Action item ▸ Copy out each line below in which the string "status" appears.

[Saved entries]
Issue #2263, opened 2020-01-28
Add callback to notify when first valid pair is found on ICE negotiation


pjsipbot:
_2020-01-28 03:50:31: @trengginas_ _created the issue on trac ticket [2263](https://trac.pjsip.org/repos/ticket/2263)_

This ticket will add callback to notify when first valid pair is found on ICE negotiation.
Thanks to Ben Ford for the patch.
___
_2020-01-28 03:51:52: @trengginas_ _changed **status** from **new** to **closed**_

___
_2020-01-28 03:51:52: @trengginas_ _set **owner** to **@trengginas**_

___
_2020-01-28 03:51:52: @trengginas_ _set **resolution** to **fixed**_

___
_2020-01-28 03:51:52: @trengginas_ _commented_

In [r6139](../commit/71ff0065108470602af063d631e0affad38efc04):
Close #2263: Add callback to notify when first valid pair is found on ICE negotiation.

PR #2433, opened 2020-05-15
ice_stran: add on_valid_pair() to callbacks

257:
Hello,
This is related to ```71ff0065108470602af063d631e0affad38efc04```.

### DIFF
--- a/pjnath/include/pjnath/ice_strans.h
+++ b/pjnath/include/pjnath/ice_strans.h
@@ -182,6 +182,14 @@ typedef struct pj_ice_strans_cb
 			    pj_ssize_t sent);
 
     /**
+     * An optional callback that will be called by the ICE transport when a
+     * valid pair has been found during ICE negotiation.
+     *
+     * @param ice_st	    The ICE stream transport.
+     */
+    void (*on_valid_pair)(pj_ice_strans *ice_st);
+
+    /**
      * Callback to report status of various ICE operations.
      * 
      * @param ice_st	    The ICE stream transport.
--- a/pjnath/src/pjnath/ice_strans.c
+++ b/pjnath/src/pjnath/ice_strans.c
@@ -89,6 +89,7 @@ static pj_uint8_t srflx_pref_table[PJ_ICE_CAND_TYPE_MAX] =
 
 
 /* ICE callbacks */
+static void	   on_valid_pair(pj_ice_sess *ice);
 static void	   on_ice_complete(pj_ice_sess *ice, pj_status_t status);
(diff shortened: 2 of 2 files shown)


sauwming:
This is related to issue #2263 .

It seems okay, but do you need the parameter op in the `on_valid_pair()` callback? (since it seems that it's always PJ_ICE_STRANS_OP_FIRST_CAND anyway?)

257:
> This is related to issue #2263 .
> 
> It seems okay, but do you need the parameter op in the `on_valid_pair()` callback? (since it seems that it's always PJ_ICE_STRANS_OP_FIRST_CAND anyway?)

Yeah, sticky. I don't have a perfect solution.

My thinking was that it would help applications that already have an ```on_ice_complete```; they can reuse the same function, possibly modifying it a bit, and react accordingly based on ```op```.

Here is an example of it I made for Jami here:
https://review.jami.net/c/ring-daemon/+/13902/7/src/ice_transport.cpp#513

sauwming:
I would prefer to remove op parameter from the callback since it doesn't seem to be necessary.

As for your application, if you want to use the same callback handler function, I believe you can do like this?
```
#define PJ_ICE_STRANS_OP_FIRST_CAND [some_value]

tr->onComplete(ice_st, PJ_ICE_STRANS_OP_FIRST_CAND, PJ_SUCCESS);
```

257:
> I would prefer to remove op parameter from the callback since it doesn't seem to be necessary.
> 
sure, updated in a rush; no mistakes, hopefully :)

btw, code style is diverging more and more. what do you think of a .clang-format? i can work on it if need be.

pjnath/include/pjnath/ice_strans.h
```diff
@@ -181,6 +181,15 @@ typedef struct pj_ice_strans_cb
     void    (*on_data_sent)(pj_ice_strans *sock,
 			    pj_ssize_t sent);
 
+    /**
+     * An optional callback that will be called by the ICE transport when a
+     * valid pair has been found during ICE negotiation.
+     *
+     * @param ice_st	    The ICE stream transport.
+     * @param status	    Operation status.
```
sauwming, line 189: remove this non-existent param

sauwming:
Not sure what you're referring to, but the coding style seems fine?

The patch looks okay, only a minor fix needed. Will also need to wait for others to review it as well.

pjnath/include/pjnath/ice_strans.h
257: oops! fixed.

Result of the task ▸
_2020-01-28 03:51:52: @trengginas_ _changed **status** from **new** to **closed**_
      * Callback to report status of various ICE operations.
 static void	   on_ice_complete(pj_ice_sess *ice, pj_status_t status);
+     * @param status	    Operation status.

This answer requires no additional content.